Step Into Little Stone Crow's World
Photo by: Marcel LeBlanc

Step Into Little Stone Crow's World

Michael Rancic

Blink and you’ll miss Sunset Valley, a small community located in New Brunswick’s Westfield Parish, about a half-hour drive inland from Saint John. But on Dives Underwater, Mi'kmaw rapper and producer Little Stone Crow (aka Jan Martin) transforms it into a gleaming metropolitan city, complete with its own NBA team. By reimagining the area, Martin makes it a late-capitalist speculative stand-in for all places they love and question, holding tenderness and critique often in the same rhyme. The result is a rich lore that feels cyberpunk in texture across its fast-food neon and magical big-box stores, yet remains stubbornly human in its small, everyday desires. It’s a kind of critique through world-building, which is familiar territory for an artist who is also a tabletop role-playing game designer when they’re not making music. 

Martin’s route into hip hop runs through years of musicianship that started in their youth before making a left turn inspired by livestream culture. “I started out playing guitar, playing blues music and jazz and stuff like that,” they recall. A formative and accidental Columbia House order of LL Cool J’s Mama Said Knock You Out inspired them to write their own rhymes, though initially only sharing those words within a close circle of friends. 

Their full musical pivot came while watching a Twitch producer at work. “I started hanging out in an online Twitch stream by an artist called dot_dev. They were just making beats on the stream live,” they explain. “I became really interested in the sampling aspect of it.” From there, Martin broadened their workflow from dot_dev’s Roland SP-404 sampler, to building tracks directly in Ableton from their DIY bedroom studio with samples sourced from old silent films. Encouragement from the stream community led to an opening slot supporting Acadian rapper Jono in Moncton, and with that their growing local presence quickly turned private experiments into public practice.

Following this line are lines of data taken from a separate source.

PR #1622, opened 2017-05-03
Initial version for pdf

vicancy:
Pdf as a postprocessor, require wkhtmltopdf set to PATH.
Need to specify in the *build* section of **docfx.json**:
```json
"build":{
...
   "postProcessors": "PdfConverterPostProcessor",
   "template": [
       "default",
       "pdfConverter\\tools"
   ]
}
```


plugins/Microsoft.DocAsCode.Build.PdfConverter/PdfConverterPostProcessor.cs
```diff
@@ -10,6 +10,7 @@ namespace Microsoft.DocAsCode.Build.PdfConverter
     using Microsoft.DocAsCode.Common;
     using Microsoft.DocAsCode.Exceptions;
     using Microsoft.DocAsCode.Plugins;
+    using System.IO;
```
superyyrrzz: group

plugins/Microsoft.DocAsCode.Build.PdfConverter/PdfConverterPostProcessor.cs
```diff
@@ -23,7 +24,32 @@ public class PdfConverterPostProcessor : IPostProcessor
...
+                DestDirectory = outputFolder,
+                GenerateAppendices = true,
+            };
+            var p = new ConverterImpl(options);
+            try
+            {
+                p.Convert(manifest, outputFolder);
+                return manifest;
+            }
+            catch (Exception e) when (e is IOException)
```
superyyrrzz: >Exception [](start = 19, length = 9)

why not catch IOException?

vicancy:
Use a subcommand instead of a postprocessor

PR #4272, opened 2019-03-29
🔗Add line info for file-not-found

live1206:
- update config model to include line info where needed


src/docfx/restore/RestoreMap.cs
```diff
@@ -72,12 +72,12 @@ public bool Release()
...
 
-        public static (string localPath, string content, string etag) GetRestoredFileContent(Docset docset, string url)
+        public static (string localPath, string content, string etag) GetRestoredFileContent(Docset docset, string url, in Range range)
         {
-            return GetRestoredFileContent(docset.DocsetPath, url, docset.FallbackDocset?.DocsetPath);
+            return GetRestoredFileContent(docset.DocsetPath, url, range, docset.FallbackDocset?.DocsetPath);
         }
 
-        public static (string localPath, string content, string etag) GetRestoredFileContent(string docsetPath, string url, string fallbackDocset = null)
+        public static (string localPath, string content, string etag) GetRestoredFileContent(string docsetPath, string url, in Range range, string fallbackDocset = null)
```
OsmondJiang: how about change the `url` to `SourceInfo<string>`

src/docfx/build/metadata/ContributionProvider.cs
```diff
@@ -200,7 +200,7 @@ private void LoadCommitsTime(Docset docset)
         {
             if (!string.IsNullOrEmpty(docset.Config.Contribution.GitCommitsTime))
             {
-                var (_, content, _) = RestoreMap.GetRestoredFileContent(docset, docset.Config.Contribution.GitCommitsTime);
+                var (_, content, _) = RestoreMap.GetRestoredFileContent(docset, docset.Config.Contribution.GitCommitsTime, docset.Config.Contribution.GitCommitsTime.Range);
```
superyyrrzz: Add an overload `GetRestoredFileContent(Docset docset, SourceInfo<string> url)`? Seems it needn't 3 params. Same for `DependencyLock.Load`

live1206: updated

PR #4288, opened 2019-04-02
🐛fix bug of key already added

OsmondJiang:
fix: https://ceapex.visualstudio.com/Engineering/_build/results?buildId=47926


OsmondJiang:
The root cause is causing by parallel getting one file commits without any cache, the init cache adding(multiple times) for this file will throw that exception, @yufeih

PR #4290, opened 2019-04-02
Decouple get link logic from v2

yufeih:
This PR picks up the latest markdown extension changes.

#4078


docs/specs/xref.yml
```diff
@@ -436,7 +436,7 @@ inputs:
 outputs:
   docs/a.json:
   docs/b.json: |
-    { "content": "<p>Link to <a href=\"xref:c#bookmark\">title</a></p>" }
+    { "content": "<p>Link to <a href=\"\">title</a></p>" }
```
live1206: is this a behavior change?

yufeih: it is, does it currently impact our comparison with v2?

live1206: I think it should be as it is written while uid not resolved

live1206: will this affect v2 as well?

yufeih: nop, it'll not affect v2.

live1206: then we are having a behavior change compared to v2

PR #4291, opened 2019-04-02
log file which causes build collapse

OsmondJiang:


src/docfx/build/Build.cs
```diff
@@ -182,11 +182,17 @@ void ValidateBookmarks()
...
+                if (DocfxException.IsDocfxException(ex, out var dex))
+                {
+                    context.Report.Write(file.ToString(), dex.Error);
+                    context.PublishModelBuilder.MarkError(file);
+                    return new List<string>();
+                }
+
+                Console.WriteLine($"Build {file.FilePath} failed");
+                throw;
             }
```
yufeih: nit: you can nest catch like this:
```
catch (Exception ex) when (DocfxException.IsDocfxException(ex, out var dex))
{
    xxx
}
catch
{
    Console.WriteLine(xxx);
    throw;
}
```

PR #4292, opened 2019-04-02
Add namespace to CommitsTimeItem

yufeih:


src/docfx/build/metadata/CommitsTimeItem.cs
```diff
@@ -4,11 +4,14 @@
 using System;
 using Newtonsoft.Json;
 
-internal class CommitsTimeItem
+namespace Microsoft.Docs.Build
```
OsmondJiang: is there a run to valid?

yufeih: I cannot find an existing stylecop rule that enforce that

928PJY:
what is this class used for?

yufeih:
> what is this class used for?

A data model to resolve updated at based on git commit time

src/docfx/build/metadata/CommitsTimeItem.cs
```diff
@@ -4,11 +4,14 @@
...
-    [JsonProperty("sha")]
-    public string Sha { get; set; }
+    internal class CommitsTimeItem
+    {
+        [JsonProperty("sha")]
+        public string Sha { get; set; }
 
-    [JsonProperty("built_at")]
-    public DateTime BuiltAt { get; set; }
+        [JsonProperty("built_at")]
```
live1206: why not just use `[JsonObject(NamingStrategyType = typeof(SnakeCaseNamingStrategy))]`?

PR #4293, opened 2019-04-02
Make ProcessUtility.Execute sync

yufeih:
#4047 #4259


src/docfx/lib/git/GitUtility.cs
```diff
@@ -314,23 +311,23 @@ private static async Task CloneOrUpdate(string path, string url, IEnumerable<str
 
             try
             {
-                await ExecuteNonQuery(path, $"{httpConfig} fetch --tags --progress --update-head-ok {pruneSwitch} {depth} \"{url}\" {refspecs}", stderr: true);
+                ExecuteNonQuery(path, $"{httpConfig} fetch --tags --progress --update-head-ok {pruneSwitch} {depth} \"{url}\" {refspecs}");
             }
-            catch (InvalidOperationException ex) when (committishes.Any(rev => ex.Message.Contains(rev)))
+            catch (InvalidOperationException)
```
yufeih: removed `stderr` from `ProcessUtility.Execute`, we'll retry here in most cases

src/docfx/lib/log/DocfxException.cs
```diff
@@ -21,8 +21,9 @@ public DocfxException(Error error, Exception innerException = null)
 
         public static bool IsDocfxException(Exception ex, out DocfxException docfxException)
         {
-            docfxException = ex as DocfxException ?? ex.InnerException as DocfxException;
-            return docfxException != null;
+            docfxException = ex as DocfxException;
+
+            return docfxException != null ? true : IsDocfxException(ex.InnerException, out docfxException);
         }
```
yufeih: This is because of nested `AggregatedException`

src/docfx/lib/ProcessUtility.cs
```diff
@@ -181,81 +179,30 @@ public static bool ReleaseExclusiveLock(string lockName, string acquirer)
...
-                }
-                else
-                {
-                    var message = $"'\"{fileName}\" {commandLineArgs}' failed in directory '{cwd}' with exit code {process.ExitCode}: \nSTDOUT:'{output}'\nSTDERR:\n'{error}'";
-
-                    tcs.TrySetException(new InvalidOperationException(message));
-                }
-            };
+            var process = Process.Start(psi);
+            var result = stdout ? process.StandardOutput.ReadToEnd() : null;
```
OsmondJiang: will this meet out of buffer issue?

yufeih: I think it shouldn't hang as long as `ReadToEnd` is called before `WaitForExit` and we only read `stdout`. Test it with `git log` on azure-docs, it completed successfully.

src/docfx/lib/git/GitUtility.cs
OsmondJiang: what about the log info for debugging when the execution failed?

yufeih: `stderr` will be piped to output, so you can see that from the log

PR #4294, opened 2019-04-02
🔗Add line info for Toc href validation

live1206:
- build a line info map key as `name+value`
- use the previous map to get line info while resolving the link
- TODO: line info for TOC.md href validation

PR #4298, opened 2019-04-03
Add line info to github-user-not-found using SourceInfo<T>

yufeih:
- Add line info to `github-user-not-found` message
- Added a `SourceInfo<T>` to pass line info down to strongly typed models
- Make `JsonUtility.Merge` respect line info

#4294


src/docfx/lib/json/JsonUtility.cs
```diff
@@ -238,7 +245,18 @@ public static (List<Error>, JToken) Parse(string json)
...
         public static void Merge(JObject container, JObject overwrite)
         {
-            container.Merge(overwrite, s_mergeSettings);
+            foreach (var (key, value) in overwrite)
+            {
+                if (container[key] is JObject containerObj && value is JObject overwriteObj)
+                {
+                    Merge(containerObj, overwriteObj);
+                }
+                else if (IsNullOrUndefined(container[key]) || !IsNullOrUndefined(value))
```
live1206: how to handle JArray?

src/docfx/lib/json/SourceInfoJsonConverter.cs
```diff
@@ -0,0 +1,31 @@
+// Copyright (c) Microsoft. All rights reserved.
+// Licensed under the MIT license. See LICENSE file in the project root for full license information.
+
+using System;
+using Newtonsoft.Json;
+
+namespace Microsoft.Docs.Build
+{
+    internal class SourceInfoJsonConverter : JsonConverter
```
live1206: Separate other converter and contract resolver of `JsonUtility` into an isolated file as well?

src/docfx/lib/json/SourceInfoJsonConverter.cs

Dives Underwater crystallizes that practice with intention. The blues still haunts their work, permeating Martin’s vocal performances, often uttered with a quiet growl. Songs like “Lake Monster” are imbued with a kind of haziness by way of the cavernous, slow-as-molasses samples. The skits don’t feel tacked on or skippable, they add vital colour and depth to the already rich world Martin has developed. Lyrically the album tracks a reckoning with motivation and inertia, the tug between feeling out of place, and self-acceptance. 

The album version of Sunset Valley may be fictional, but it’s tied to real feelings of scrutiny and displacement in arts spaces and everyday life. Martin’s shift from bedroom rapper to live performer has brought with it a quiet surveillance that turns curiosity into suspicion. “I went to one event once and they probably wouldn’t have let me in that building if I wasn’t being paid to play there,” they laugh. “They would’ve had a security guard follow me around ’cause my clothes aren’t right.”

That experience isn’t a one-off, but part of a reality for Indigenous people that shifts with context and geography. Martin notes they’ve moved often and sometimes pass as racially ambiguous, which alters the kind of hostility they encounter. The effect is a persistent out-of-placeness, a sense that their access is conditional and always being tested even as their work insists on carving a home for themselves and others inside (and against) those boundaries. 

On the record, that scrutiny also points inward. “I do spend a lot of time moping around. I do spend a lot of time sad, but I don’t want to change that. That’s part of me. That is who I am. I am a moper,” they explain. “As my therapist says, I have to learn how to love myself.” It’s a frequent theme across the record, but album centrepiece “Nothing But What I Am” reframes the self-critique as permission to keep going. In Dives Underwater, Martin maps a future by owning and embellishing who they are, inviting listeners to do the same.